### Exercise goal
Retype exactly the lines that run from the start of the data to the line holding "These can configured", including both, and only those.

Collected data
*** Begin section ***
PR #63, opened 2020-04-06
Enable the composer configuration of search

### LINKED ISSUE #6: Make EP built in features configurable
Elasticpress provides the following features that can be toggled on/off, some of which have additional settings.

- woocommerce faceted search
- related posts (our related posts plugin uses this feature if available)
- protected content (eg. index everything) - _enabled by default_
- document indexing - _enabled by default_
- faceted search
- user search (WP 5.1+ - this might be for ElasticPress v3 so can ignore for now)
- search autocomplete

These can configured using hooks and making calls to `ep_activate_feature()` and `ep_update_feature()` to add any settings.

There's some prior work here for making the autosuggest safe (not hitting ES directly) and some other bits https://github.com/humanmade/hm-platform/blob/beta/includes/settings.php#L71

To find where to set these features based on config see the below function:

https://github.com/humanmade/altis-enhanced-search/blob/0e00f75103cd89bbe8c1e3858f3be0ec60374f4d/inc/namespace.php#L300-L315

---------------

Acceptance criteria:

- [ ] Autosuggest feature can be enabled via config, default to off
  - [ ] Autosuggest modifications from [this prior code are implemented](https://github.com/humanmade/hm-platform/blob/beta/includes/settings.php#L71)
- [ ] Facets feature can be enabled via config, default to off
  - [ ] Facets config can be an object with a key `match-type` that defaults to `all` (see default feature settings in EP codebase)
    - Note this will require filtering the `ep_feature_settings` site option
- [ ] Woocommerce feature can be enabled via config, default to off
- [ ] Related Posts feature can be enabled via config, default to off
- [ ] Above features and their config are documented
  - For related posts also document the `ep_find_related()` function and note that a widget is registered
  - For autosuggest also document the added endpoint from the modifications in the link and not that it will act on the default WP search form template
  - For facets also document the `match-type` config option, explaining that it will force the results to match any selected taxonomy term or all selected taxonomy terms

smccafferty:
Resolves #6 

Add the ability to enabled/disable search components; related-posts, facets, woocommerce, autosuggest, index-documents, protected-content.

### DIFF
--- a/inc/namespace.php
+++ b/inc/namespace.php
@@ -304,12 +304,12 @@ function get_elasticpress_indexable_post_types( array $types ) : array {
 function override_elasticpress_feature_activation( bool $is_active, array $settings, EP_Feature $feature ) {
 	$config = get_config()['modules']['search'];
 	$features_activated = [
-		'search'            => true,
-		'related_posts'     => (bool) $config['related-posts'] ?? false,
-		'documents'         => (bool) $config['index-documents'] ?? true,
-		'facets'            => $config['facets'] ?? false,
-		'woocommerce'       => (bool) $config['woocommerce'] ?? false,
-		'autosuggest'       => (bool) $config['autosuggest'] ?? false,
+		'search' => true,
+		'related_posts' => (bool) $config['related-posts'] ?? false,
+		'documents' => (bool) $config['index-documents'] ?? true,
+		'facets' => $config['facets'] ?? false,
+		'woocommerce' => (bool) $config['woocommerce'] ?? false,
+		'autosuggest' => (bool) $config['autosuggest'] ?? false,
 		'protected_content' => (bool) $config['protected-content'] ?? true,
 	];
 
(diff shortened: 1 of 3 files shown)


inc/namespace.php
```diff
@@ -300,10 +304,13 @@ function get_elasticpress_indexable_post_types( array $types ) : array {
...
-		'related_posts' => false,
-		'documents'     => $config['index-documents'],
-		'facets'        => false,
+		'search'            => true,
+		'related_posts'     => (bool) $config['related-posts'] ?? false,
+		'documents'         => (bool) $config['index-documents'] ?? true,
+		'facets'            => $config['facets'] ?? false,
+		'woocommerce'       => (bool) $config['woocommerce'] ?? false,
+		'autosuggest'       => (bool) $config['autosuggest'] ?? false,
+		'protected_content' => (bool) $config['protected-content'] ?? true,
```
rmccue, line 313: We shouldn't align these, don't know why it was in the original

load.php
```diff
@@ -7,9 +7,14 @@
...
-		'enabled' => true,
-		'index-documents' => true,
+		'enabled'            => true,
+		'index-documents'    => true,
+		'related-posts'      => false,
+		'facets'             => false,
+		'woocommerce'        => false,
+		'autosuggest'        => false,
 		'slowlog_thresholds' => true,
+		'protected-content'  => true,
```
rmccue, line 17: No need to align these.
*** End section ***
### Result
PR #63, opened 2020-04-06
Enable the composer configuration of search

### LINKED ISSUE #6: Make EP built in features configurable
Elasticpress provides the following features that can be toggled on/off, some of which have additional settings.

- woocommerce faceted search
- related posts (our related posts plugin uses this feature if available)
- protected content (eg. index everything) - _enabled by default_
- document indexing - _enabled by default_
- faceted search
- user search (WP 5.1+ - this might be for ElasticPress v3 so can ignore for now)
- search autocomplete

These can configured using hooks and making calls to `ep_activate_feature()` and `ep_update_feature()` to add any settings.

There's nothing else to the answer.